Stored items
PR #1497, opened 2020-03-25
Attempt to Fix ConveyorPlatform

### LINKED ISSUE #1483: ConveyorPlatform PROTO object has trouble to carry objects on its belt and is not used anywhere
The ConveyorPlatform PROTO object does not carry elements as it should be, instead they go through the belt and their behavior is undefined. Objects might get carried out after a while or stay stuck on/in the belt.

[Example video](https://cdn.discordapp.com/attachments/687662923044225041/690527086141767680/empty.mp4)

The `animationTexture` field should also be removed from the PROTO file, since it is not used anymore in scenes. Instead it should be automatically computed from the conveyor belt length, so it could be (enventually) modified without altering the animation texture speed.

Following is a world using the element:
```
#VRML_SIM R2020b utf8
WorldInfo {
  info [
    "The MyBot robot, the robot used in the tutorial of Webots"
  ]
  title "MyBot"
}
Viewpoint {
  orientation 0.1157765509215446 0.9791030558957758 0.1671914955739801 4.234990908705313
  position -0.9314227924093998 0.3505959725554629 -0.2764105164625461
}
TexturedBackground {
}
TexturedBackgroundLight {
}
RectangleArena {
  floorSize 2 2
}
ConveyorPlatform {
  translation 0 0.05 0
}
Solid {
  translation -0.361142 0.1 0.140386
  children [
    DEF A_BOX Shape {
      appearance PBRAppearance {
        baseColor 0.333333 1 0
        roughness 1
        metalness 0
      }
      geometry Box {
        size 0.05 0.025 0.05
      }
    }
  ]
  boundingObject USE A_BOX
  physics Physics {
    mass 2
  }
}
```

DavidMansolino:
**Description**
Attempt to fix #1483

@remi-cyberbotics since I am not able to reproduce the issue, can you please check if this fixes the issue?

### DIFF
--- a/projects/objects/factory/conveyors/protos/ConveyorPlatform.proto
+++ b/projects/objects/factory/conveyors/protos/ConveyorPlatform.proto
@@ -58,7 +58,31 @@ PROTO ConveyorPlatform [
             }
           }
         ]
-        boundingObject USE conveyor_belt_BO
+        boundingObject Group {
+          children [
+            USE conveyor_belt_BO
+            DEF belt_1 Transform {
+              translation 0 0 -0.04
+              children [
+                Shape {
+                  geometry Box {
+                    size 0.8 0.047 0.08
+                  }
+                }
+              ]
+            }
+            DEF belt_2 Transform {
+              translation 0 0 0.14
+              children [
+                Shape {
+                  geometry Box {
+                    size 0.8 0.047 0.08
+                  }
+                }
+              ]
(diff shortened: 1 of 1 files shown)


remi-cyberbotics:
Yes it seems it does the trick much better!

DavidMansolino:
Thank you for the confirmation 😃

PR #1501, opened 2020-03-26
Fixed Missing Supervisor Checks.

DavidMansolino:
**Description**
Some Supervisor function were not testing that the robot is actually a Supervisor, which was then causing issue when trying to use the return value (reported by a user on Discord today).

### DIFF
--- a/src/lib/Controller/api/supervisor.c
+++ b/src/lib/Controller/api/supervisor.c
@@ -1372,9 +1372,6 @@ int wb_supervisor_node_get_id(WbNodeRef node) {
 }
 
 static WbNodeRef node_get_from_id(int id) {
-  if (!robot_check_supervisor("node_get_from_id"))
-    return NULL;
-
   robot_mutex_lock_step();
 
   WbNodeRef result = find_node_by_id(id);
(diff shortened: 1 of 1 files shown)


src/lib/Controller/api/supervisor.c
```diff
@@ -1130,10 +1130,16 @@ void wb_supervisor_movie_stop_recording() {
 }
 
 bool wb_supervisor_movie_is_ready() {
+  if (!robot_check_supervisor("wb_supervisor_movie_is_ready"))
```
omichel: I would use the `__FUNCTION__` macro in new code.

src/lib/Controller/api/supervisor.c
```diff
@@ -1345,6 +1372,9 @@ int wb_supervisor_node_get_id(WbNodeRef node) {
 }
 
 static WbNodeRef node_get_from_id(int id) {
+  if (!robot_check_supervisor("node_get_from_id"))
```
omichel: Except here where the function doesn't refer to an API function...

src/lib/Controller/api/supervisor.c
DavidMansolino: As the use of this macro was introduced on develop, this should be done when merging master into develop and not here.

PR #1508, opened 2020-03-30
Enhancement develop console ansi codes

remi-cyberbotics:
This PR transfers the work done on previous PR #1492 

Related documentation link:
https://cyberbotics.com/doc/guide/controller-programming?version=enhancement-rebase-console-ansi-codes


remi-cyberbotics:
This PR is almost finished, I am working on the documentation and I just noticed a different behavior when a Java controller exits:

It seems we are not passing [here](https://github.com/cyberbotics/webots/blob/d2d930bc6b8e4325bd8ffed8c71e58bcf1d0f52c/src/webots/control/WbController.cpp#L604) contrary to C/C++ and Python, what is ongoing ?

Also related, it seems `WBController` crashes when switching from a compiled Java controller to a compiled C, whereas starting only the Java controller works fine.

```
... (C controller code)
INFO: 'console' controller exited successfully.
INFO: MyController: Starting controller: java -classpath "/home/remi/workspace/webots/lib/controller/java/Controller.jar:/home/remi/workspace/webots/projects/samples/howto/controllers/MyController/" -Djava.library.path="/home/remi/workspace/webots/lib/controller/java" MyController 
INFO: MyController: Starting controller: java -classpath "/home/remi/workspace/webots/lib/controller/java/Controller.jar:/home/remi/workspace/webots/projects/samples/howto/controllers/MyController/" -Djava.library.path="/home/remi/workspace/webots/lib/controller/java" MyController 
WARNING: MyController: The process crashed some time after starting successfully.
Picked up _JAVA_OPTIONS: -Dawt.useSystemAAFontSettings=on -Dswing.aatext=true
#
# A fatal error has been detected by the Java Runtime Environment:
#
#  SIGSEGV (0xb) at pc=0x00007f11b902f46c, pid=73546, tid=73551
#
# JRE version: OpenJDK Runtime Environment (13.0.2+8) (build 13.0.2+8)
# Java VM: OpenJDK 64-Bit Server VM (13.0.2+8, mixed mode, tiered, compressed oops, g1 gc, linux-amd64)
# Problematic frame:
# C  [libController.so+0x2646c]
#
# Core dump will be written. Default location: Core dumps may be processed with "/usr/lib/systemd/systemd-coredump %P %u %g %s %t %c %h" (or dumping to /home/remi/workspace/webots/projects/samples/howto/controllers/MyController/core.73546)
#
# An error report file with more information is saved as:
# /home/remi/workspace/webots/projects/samples/howto/controllers/MyController/hs_err_pid73546.log
#
# If you would like to submit a bug report, please visit:
#   http://bugreport.java.com/bugreport/crash.jsp
# The crash happened outside the Java Virtual Machine in native code.
# See problematic frame for where to report the bug.
#
WARNING: 'MyController' controller crashed.
```

omichel:
Do you get this crash also on the master branch? If so, a new issue should be open to report it as a bug. And, it's not clear when you say `WBController` crashes, do you mean `MyController`?

remi-cyberbotics:
I will try to make it clearer then, and report it if I can reproduce it on master as well.

I am still wondering how can I be sure about a controller has been terminated before outputting some "webots system" text in the console like:
```
make
# updating console.d
# compiling console.c
# linking console
Build finished.
```
Because it seems that when not going through [here](https://github.com/cyberbotics/webots/blob/d2d930bc6b8e4325bd8ffed8c71e58bcf1d0f52c/src/webots/control/WbController.cpp#L604) on a normal exit code that is, the style won't always be reset, which is problematic since many controllers are using loops, and that we might recompile or clean a project while still being in it. How can we avoid this ?

omichel:
We should not care about it. The console is shared by Webots and other controllers, so if a controller changes the foreground color for example, it will affect all the others (output from Webots and other controllers). I would suggest to reset the console only when we clear it from the Tools menu (Ctrl-K) and when we reset or load a world, but not when a controller quits (as this may affect a color set by another controller which doesn't quit).

remi-cyberbotics:
Ok it looks like a better implementation indeed, thank you.

docs/guide/controller-programming.md
```diff
@@ -452,6 +452,47 @@ if (finished) {
...
+As mentioned earlier, printing to `stdout` or `stderr` from a controller will be redirected by default to the Webots console.
+Note however, that the Webots console doesn't support `stdin` input.
+Like most terminals, it supports a few basic [ANSI escape codes](https://en.wikipedia.org/wiki/ANSI_escape_code) for setting text styles and clearing the content of the console:
+  - 3-bit color (foreground and background)
+  - Bold style
+  - Underline style
+  - Clear screen (same as issuing `clear` command in your terminal)
+  - Reset (colors and styles)
+
+There is an example world in webots: samples/howto/console or at `$WEBOTS_HOME/projects/samples/howto/controllers/console` to demonstrate how to use those.
```
remi-cyberbotics, line 466: From here, this part doesn't look good on the documentation, how may we improve it so it won't look like all stuck together ?

https://cyberbotics.com/doc/guide/controller-programming?version=enhancement-rebase-console-ansi-codes#console-output

resources/languages/java/controller.i
```diff
@@ -103,6 +105,12 @@ using namespace std;
 //handling std::string
 %include "std_string.i"
 
+//----------------------------------------------------------------------------------------------
+//  ANSI Support
+//----------------------------------------------------------------------------------------------
+%include <webots/utils/ansi_codes.h>
```
omichel, line 111:
```suggestion
```

resources/languages/python/controller.i
```diff
@@ -36,6 +36,8 @@ if os.name == 'nt' and sys.version_info >= (3, 8):  # we need to explicitly list
 
 %{
 #include <webots/Accelerometer.hpp>
+#include <webots/utils/ansi_codes.h>
```
omichel, line 39:
```suggestion
```

resources/languages/python/controller.i
```diff
@@ -125,6 +127,12 @@ using namespace std;
 %typemap(freearg) const int * {
   free($1);
 }
+//----------------------------------------------------------------------------------------------
+//  ANSI Support
+//----------------------------------------------------------------------------------------------
+%include <webots/utils/ansi_codes.h>
```
omichel, line 133:
```suggestion
```

src/webots/control/WbController.cpp
```diff
@@ -579,18 +573,24 @@ void WbController::appendMessageToBuffer(const QString &message, QString *buffer
...
+    int l = buffer->length();
+    while (buffer->at(count) == '\x1b') {
+      int start = count;
+      count += 2;  // skipping '['
+      while (count < l && buffer->at(count++) < '\x40')
+        ;
+      ansiString += buffer->mid(start, count - start);
+    }
+    // html formatted string ex: "<span style=\"color:#66bb6a;\">Some Text\n</span>"
+    const QString line = ansiString + buffer->mid(count, index + 1 - count);
```
omichel, line 589: Since there is no prefix any more, I am not sure this code is still useful. We can probably remove it.

src/webots/gui/WbConsole.cpp
```diff
@@ -264,37 +264,50 @@ WbConsole::~WbConsole() {
...
 
-void WbConsole::clear() {
+void WbConsole::clear(bool reset) {
   mEditor->clear();
+  if (reset)
+    resetFormat();
+}
+
+void WbConsole::resetFormat() {
+  mForegroundColor = ansiBlack();
```
omichel, line 274: Why not simply clearing it?
```suggestion
  mForegroundColor.clear();
```

src/webots/gui/WbConsole.cpp
```diff
@@ -397,74 +407,106 @@ void WbConsole::handlePossibleAnsiEscapeSequences(const QString &msg, WbLog::Lev
...
+            case '5':
+              mBackgroundColor = ansiMagenta();
+              break;
+            case '6':
+              mBackgroundColor = ansiCyan();
+              break;
+            case '7':
+              mBackgroundColor = ansiWhite();
+              break;
+            case '9':  // 49 - Default background color
```
omichel, line 490: I don't understand this comment. Default color in white isn't it?

src/webots/gui/WbConsole.cpp
```diff
@@ -397,74 +407,106 @@ void WbConsole::handlePossibleAnsiEscapeSequences(const QString &msg, WbLog::Lev
...
+            default:
+              mBackgroundColor = ansiBlack();
```
omichel, line 492: The default case should never happen, hence we should do nothing here.

src/webots/gui/WbConsole.cpp
```diff
@@ -397,74 +407,106 @@ void WbConsole::handlePossibleAnsiEscapeSequences(const QString &msg, WbLog::Lev
...
+              mForegroundColor = ansiCyan();
               break;
             case '7':
-              mColor = ansiWhite();
+              mForegroundColor = ansiWhite();
               break;
             case '9':  // 39 - Default text color
             default:
-              mColor = ansiBlack();
+              mForegroundColor = ansiBlack();
```
omichel, line 463: The default case should never happen hence we should do nothing here.

src/webots/gui/WbConsole.cpp
```diff
@@ -397,74 +407,106 @@ void WbConsole::handlePossibleAnsiEscapeSequences(const QString &msg, WbLog::Lev
...
-      while (msg[i] != 'm')
-        sequence += msg[i++];
-      i++;
-
+      while (msg[i] != '\0' && msg[i] != 'm') {  // 'm' is the final char when supporting only colors
+        sequence += msg[i];
+        if (msg[i] == 'J' && msg[i - 1] == '2')  // "2J" is not terminated by 'm', but is still valid
+          break;
+        i++;
+      }
```
omichel, line 420: It's not a safe way to parse a ANSI sequence. See my contribution in `WbController.cpp` for a safe way (implemented from the Wikipedia documentation, testing for `character < '\x40'` to find the end of the sequence).

docs/guide/controller-programming.md
omichel: See my comment in the review.

resources/languages/java/controller.i
```diff
@@ -20,6 +20,8 @@
 
 %{
 #include <webots/Accelerometer.hpp>
+#include <webots/utils/ansi_codes.h>
```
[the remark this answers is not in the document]
DavidMansolino: If I am not wrong it is, as swig will not generate wrapper for functions in files included in include files.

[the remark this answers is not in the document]
remi-cyberbotics: Yes, as I tried without it - because I found it a bit odd to me - swig still seems to have it included.

src/webots/control/WbController.cpp
remi-cyberbotics: OK the the subrelated methods may be removed as well ?
For example, controllerLogEmitted ?

omichel: If they are not useful any more, yes.

src/webots/gui/WbConsole.cpp
remi-cyberbotics: True, I updated it to some more understandable version, thanks

src/webots/control/WbController.cpp
omichel: This code was not removed... Is it really useful?

omichel, line 589: Here is what I mean:
```suggestion
    const QString line = buffer->mid(0, index + 1);
```

remi-cyberbotics: Oh, I'm sorry I thought you mentioned the part below, I didn't try without that part since I thought that was your commit on this branch, I can still try if you want.

docs/guide/controller-programming.md
```diff
@@ -452,6 +452,53 @@ if (finished) {
...
+Tip: You can `import controller as ctl` and shorten it to `ctl.ANSI_GREEN_FOREGROUND`.
+```python
+import controller as ctl
+
+print(ctl.ANSI_GREEN_FOREGROUND + "Hello World!")
+```
+
+For Java, you may want to create your own style in a constant string for example:
+```java
+import com.cyberbotics.webots.controller.wrapperConstants;
```
omichel, line 489: This is not nice to refer to global wrapper constants...
It's not meaningful with respect to ANSI codes.
I would prefer to see something like: `import com.cyberbotics.webots.controller.AnsiCodes;`
And then use `final String format = AnsiCodes.GREEN_FOREGROUND;`.

remi-cyberbotics: Yes, however how to rename the wrapperConstants package to AnsiCodes regarding the [controller.i](https://github.com/cyberbotics/webots/blob/master/resources/languages/java/controller.i), should I create a new module specifically next to the already existing `%module wrapper` ?

omichel: I don't know yet how to achieve this. I am investigating...

omichel:
I implemented a more object-oriented version of the ANSI codes for C++/Java/Python without the odd `wrapperConstants` import. I also improved the documentation and added usage examples in the `projects/languages` folders. @remi-cyberbotics: can you review it?

docs/guide/controller-programming.md
```diff
@@ -452,6 +452,71 @@ if (finished) {
...
+To demonstrate how to use those, there is an example world and a controller file respectively located in "[WEBOTS\_HOME/projects/samples/howto/worlds/console.wbt](https://github.com/cyberbotics/webots/tree/master/projects/samples/howto/worlds/console.wbt)" and "[WEBOTS\_HOME/projects/samples/howto/controllers/console/console.c](https://github.com/cyberbotics/webots/tree/master/projects/samples/howto/controllers/console/console.c)".
+
+The related C header is located at "[WEBOTS\_HOME/include/controller/c/webots/utils/ansi\_codes.h](https://github.com/cyberbotics/webots/tree/master/include/controller/c/webots/utils/ansi_codes.h)", it contains some useful macros on top of constants, to use it:
+
+%tab-component "language"
+
+%tab "C"
+
+```c
+#include <webots/utils/ansi_codes.h>
```
remi-cyberbotics, line 475: Wouldn't it be more readable with an additional line ?
```suggestion
#include <webots/utils/ansi_codes.h>

```

projects/languages/java/controllers/Slave/Slave.java
```diff
@@ -64,12 +65,11 @@ public void run() {
 
     // perform a simulation steps and leave the loop when the simulation is ended
     while (step(timeStep) != -1) {
-
       // Read sensors, particularly the order of the supervisor
       if (receiver.getQueueLength()>0){
         String message = new String(receiver.getData());
         receiver.nextPacket();
-        System.out.println("I should "+message+"!");
+        System.out.println("I should "+AnsiCodes.RED_FOREGROUND+message+AnsiCodes.RESET+"!");
```
remi-cyberbotics, line 72: Just wondering if it is normal to not add spaces between "+" signs

omichel: No, I just kept the existing coding style for this file (which is not nice I agree), but it's out of the scope of this PR to fix that, as we should fix it in the whole file.

resources/languages/cpp/AnsiCodes.cpp
```diff
@@ -0,0 +1,44 @@
...
+// See the License for the specific language governing permissions and
+// limitations under the License.
+
+#define WB_ALLOW_MIXING_C_AND_CPP_API
+#include <webots/utils/ansi_codes.h>
+#include <webots/utils/AnsiCodes.hpp>
+
+using namespace webots;
+
+const std::string AnsiCodes::RESET = ANSI_RESET;
```
remi-cyberbotics, line 21: Can't all of those be inside the AnsiCode.hpp ?

omichel: I don't think so. If you have a better idea, please test it and suggest it here.

remi-cyberbotics: I tried a couple of things without success, It's a pity it's not possible to simply have defines translated to constants automatically by swig...

omichel: Yes, swig has some bad limitations about this.

include/controller/cpp/webots/utils/AnsiCodes.hpp
```diff
@@ -0,0 +1,48 @@
...
+// limitations under the License.
+
+#ifndef ANSICODES_HPP
+#define ANSICODES_HPP
+
+#include <string>
+
+namespace webots {
+  class AnsiCodes {
+  public:
```
DavidMansolino, line 22: Can't we use a namespace instead of a class here?

remi-cyberbotics: I think it is required by swig to be included in Java for example, correct me if I am wrong

DavidMansolino: Yes that's possible indeed. Swig is really picky in this PR, it's a shame to pollute one API because of another one 😞

omichel: I tried hard to use a namespace instead of a class indeed, without any success... 😒. A option would be to make a special file with a class for swig only and a namespace for C++ and Python. Maybe I will try this...

DavidMansolino: Indeed, it seems we have no way to make it work for Java using namespace: http://www.swig.org/Doc1.3/Java.html#namespaces

omichel: Yes, I found that as well (even in the more recent documentation, e.g., [4.0](http://www.swig.org/Doc4.0/Java.html#Java_constants), it is the same)

omichel: OK, so I found a way to have a nice C++ header file (with namespace), but for the Java and Python wrappers, I had to include a dirty hack with a custom `AnsiCodes.hpp` header file that contains both header and implementation code 🙈 so that swig is happy and works nicely.

remi-cyberbotics: I felt every time I tried something similar to make an element working was breaking another one...

DavidMansolino:
👀

PR #3175, opened 2021-06-15
Add force/torque scale factor to Worldinfo

mael25:
**Description**
This PR adds two new fields to `WorldInfo`: `dragForceScale` and `dragTorqueScale`. They allow the user to set the order of magnitude of the force/torque applied to a `Solid` inside the Webots interface when doing (Alt+Click). Indeed, it is sometimes difficult to apply a force/torque in the desired range when dragging the mouse. The force is computed as follow: 

*F* [N] = `dragForceScale` * `Solid.mass` * *d*<sup> 3</sup>, where *d* corresponds to the vector created by dragging the mouse (in meters),

instead of F [N] = _constant_ * *d*<sup> 3</sup> (nothing changes except we can set the value of the _constant_).

The torque is computed in the same idea:

*T* [Nm] = `dragTorqueScale` * `Solid.mass` * *d*<sup> 3</sup>,

instead of T [Nm] = _constant_  * `Solid.mass` * *d*   (we have the cube of *d* here to be consistent with the computation of the force. Also, it enables to increase slowly when *d*<1 which is good as the object goes easily out of bounds when the applied torque is too high).

The default values of the added fields corresponds to the _constant_ values that are currently used (`dragForceScale` = 30 and `dragTorqueScale` = 5)


omichel (changes requested):

ShuffleWire:
For the torque part, should we not better use the rotational inertia (from the inertia matrix) instead of mass ?

src/webots/gui/WbDragSolidEvent.cpp
```diff
@@ -235,26 +234,19 @@ void WbDragForceEvent::updateOrigin() {
...
 QString WbDragForceEvent::magnitudeString() {
-  const double lengthSquared = mVector.length2();
-  mScalingFactor = FORCE_SCALING_FACTOR * lengthSquared;
-  mMagnitude = mScalingFactor * sqrt(lengthSquared);
-  QString returnValue = WbPrecision::doubleToString(mMagnitude, WbPrecision::GUI_MEDIUM) + " N";
-  mMagnitude = mScalingFactor * mVector.length();
-  return returnValue;
+  mMagnitude = mScalingFactor * mVector.length2() * mVector.length();
+  return WbPrecision::doubleToString(mMagnitude, WbPrecision::GUI_MEDIUM) + " N";
 }
```
omichel, line 245: Code clean-up: I would delete this apparently useless `mMagnituteString` field and make this method const.
The same applies to the `WbDragTorqueEvent` object.

omichel (changes requested):
The behavior looks good to me.
However, I could clean-up a little bit the code.

mael25:
> For the torque part, should we not better use the rotational inertia (from the inertia matrix) instead of mass ?

@ShuffleWire This would indeed give a more relevant range of torque and would enable to adapt it according to the direction of the torque to apply, but in most use cases the mass gives us already a good idea of the order of magnitude of the torque to apply.

However, if this is a feature that you would really like to see into Webots, feel free to implement it ! ;)

ShuffleWire:
> > For the torque part, should we not better use the rotational inertia (from the inertia matrix) instead of mass ?
> 
> @ShuffleWire This would indeed give a more relevant range of torque and would enable to adapt it according to the direction of the torque to apply, but in most use cases the mass gives us already a good idea of the order of magnitude of the torque to apply.
> 
> However, if this is a feature that you would really like to see into Webots, feel free to implement it ! ;)

Yes, I do agree, we are not doing accurate physic here, and it would be relevant only for part with mass very far from center of mass, which is not common. Mass will be nice, then :)

Issue #3158, opened 2021-06-10
Python controller segfaults in RangeFinder::__getRangeImageList


sigmunau:
**Describe the Bug**
When running a python controller that uses threads (even if the other threads does not touch webots api) the controller process segfaults in PyFloat_FromDouble called from __getRangeImageList
Tried on both https://github.com/cyberbotics/webots/releases/download/nightly_9_6_2021/webots_2021a-rev1_amd64.deb and https://github.com/cyberbotics/webots/releases/download/nightly_9_6_2021/webots_2021b_amd64.deb with seemingly the same results. The stacktrace below is from 2021b:

Most likely this is caused by a previous change to release python GIL while in c++ code. This also (seemingly) releases the log inside the %extends blocks which may call non-threadsafe python functions. The solution to this seems to be to wrap such code like this
```
%nothread;
<extension code>
%thread;
```
gdb stack trace:
```
#0  0x00000000005bc013 in PyObject_Malloc ()
[Current thread is 1 (Thread 0x7fdc41323740 (LWP 79169))]
(gdb) bt
#0  0x00000000005bc013 in PyObject_Malloc ()
#1  0x00000000005ed03e in PyFloat_FromDouble ()
#2  0x00007fdc3fbd84c8 in webots_RangeFinder___getRangeImageList(webots::RangeFinder*) () from /usr/local/webots/lib/controller/python38/_controller.so
#3  0x00007fdc3fc100a8 in _wrap_RangeFinder___getRangeImageList ()
   from /usr/local/webots/lib/controller/python38/_controller.so

```

**Steps to Reproduce**
Load world file
Start controller
Controller crashes when it calls RangeFinder.getRangeImage('list')

**Expected behavior**
Controller does not crash

**Screenshots**

**System**
Ubuntu 20.04 webots nightly 20
 - Operating System: [e.g., Windows 10, Linux Ubuntu 18.04, macOS Mojave]
 - Graphics Card: [e.g., NVIDIA GeForce RTX 2080 11 GB, AMD Radeon RX 580 8GB, etc.]

**Additional context**

omichel:
Does adding:
```
%nothread __getRangeImageList;
```
right after:
```
%module(threads=1) controller
```
fixes the problem for you?

sigmunau:
[...]

PR #3176, opened 2021-06-15
Re-acquire the python GIL before calling libpython functions

sigmunau:
This fixes a segfault when calling RangeSensor.getRangeImage('list')
and possilby others

**Related Issues**
This pull-request fixes issue #3158

I think we only really need to release the GIL when calling Supervisor.step() and that would make for a much cleaner change, but I couldn't find which include contains it.

### DIFF
--- a/src/controller/python/controller.i
+++ b/src/controller/python/controller.i
@@ -82,6 +82,7 @@ using namespace std;
 //  Miscellaneous - controller module's level
 //----------------------------------------------------------------------------------------------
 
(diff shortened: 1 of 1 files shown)


omichel:
> I think we only really need to release the GIL when calling Supervisor.step() and that would make for a much cleaner change, but I couldn't find which include contains it.

It's in `Robot.hpp`.

omichel:
Replaced by #3389.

Assignment:
Exactly the lines above from the one with "projects/languages/java/controllers/Slave/Slave.java" to the one with "remi-cyberbotics, line 21: Can't", both included, are to be quoted; leave the rest out.

Answer space:
projects/languages/java/controllers/Slave/Slave.java
```diff
@@ -64,12 +65,11 @@ public void run() {
 
     // perform a simulation steps and leave the loop when the simulation is ended
     while (step(timeStep) != -1) {
-
       // Read sensors, particularly the order of the supervisor
       if (receiver.getQueueLength()>0){
         String message = new String(receiver.getData());
         receiver.nextPacket();
-        System.out.println("I should "+message+"!");
+        System.out.println("I should "+AnsiCodes.RED_FOREGROUND+message+AnsiCodes.RESET+"!");
```
remi-cyberbotics, line 72: Just wondering if it is normal to not add spaces between "+" signs

omichel: No, I just kept the existing coding style for this file (which is not nice I agree), but it's out of the scope of this PR to fix that, as we should fix it in the whole file.

resources/languages/cpp/AnsiCodes.cpp
```diff
@@ -0,0 +1,44 @@
...
+// See the License for the specific language governing permissions and
+// limitations under the License.
+
+#define WB_ALLOW_MIXING_C_AND_CPP_API
+#include <webots/utils/ansi_codes.h>
+#include <webots/utils/AnsiCodes.hpp>
+
+using namespace webots;
+
+const std::string AnsiCodes::RESET = ANSI_RESET;
```
remi-cyberbotics, line 21: Can't all of those be inside the AnsiCode.hpp ?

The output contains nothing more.